▶ Instructions for the task
Please set down the records exactly, keeping every line.

▶ Material provided
PR #6061, opened 2025-10-14
[style] prevent Vue node selection outline being obscured by image output

christian-byrne:
## Summary

Adds `px-2` on image to prevent this issue (below) - I think there's a better solution but I'm not really sure what it is. We use outline for selection state and it's somewhat complex how our ring/border/outline with many different node states and interactions works right now. It will take some CSS skill to allow the images to be totally flush.

image

┆Issue is synchronized with this [Notion page](https://www.notion.so/PR-6061-style-prevent-Vue-node-selection-outline-being-obscured-by-image-output-28c6d73d365081d59b34d8f91252de92) by [Unito](https://www.unito.io)


AustinMroz (dismissed):
I've been toying with similar code sections to better handle the sizing of DOMWidgets.

Thoughts on swapping calculateIntrinsicSize to `min-content`? From quick testing, it allows for significant cleanup to the image preview styling here.

christian-byrne:
> Thoughts on swapping calculateIntrinsicSize to min-content? From quick testing, it allows for significant cleanup to the image preview styling here.

We can do it, but it has the downside of then allowing you to resize the node too much (hard to explain). That being said, I think there might be better solutions for that - since this `calculateIntrinsicSize` and hardcoding the node height/width is incuring a large cost, what do you think?

DrJKL:
I think this is a fine short-term improvement until we are able to work out the sizing-on-resizing. Want to add an `After` to the description?

DrJKL (dismissed):

DrJKL:
Want to do the same for the Video Preview?

DrJKL (dismissed):
Video next?

christian-byrne:
> Video next?

Will do, good call.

▶ Response to the task
PR #6061, opened 2025-10-14
[style] prevent Vue node selection outline being obscured by image output

christian-byrne:
## Summary

Adds `px-2` on image to prevent this issue (below) - I think there's a better solution but I'm not really sure what it is. We use outline for selection state and it's somewhat complex how our ring/border/outline with many different node states and interactions works right now. It will take some CSS skill to allow the images to be totally flush.

image

┆Issue is synchronized with this [Notion page](https://www.notion.so/PR-6061-style-prevent-Vue-node-selection-outline-being-obscured-by-image-output-28c6d73d365081d59b34d8f91252de92) by [Unito](https://www.unito.io)


AustinMroz (dismissed):
I've been toying with similar code sections to better handle the sizing of DOMWidgets.

Thoughts on swapping calculateIntrinsicSize to `min-content`? From quick testing, it allows for significant cleanup to the image preview styling here.

christian-byrne:
> Thoughts on swapping calculateIntrinsicSize to min-content? From quick testing, it allows for significant cleanup to the image preview styling here.

We can do it, but it has the downside of then allowing you to resize the node too much (hard to explain). That being said, I think there might be better solutions for that - since this `calculateIntrinsicSize` and hardcoding the node height/width is incuring a large cost, what do you think?

DrJKL:
I think this is a fine short-term improvement until we are able to work out the sizing-on-resizing. Want to add an `After` to the description?

DrJKL (dismissed):

DrJKL:
Want to do the same for the Video Preview?

DrJKL (dismissed):
Video next?

christian-byrne:
> Video next?

Will do, good call.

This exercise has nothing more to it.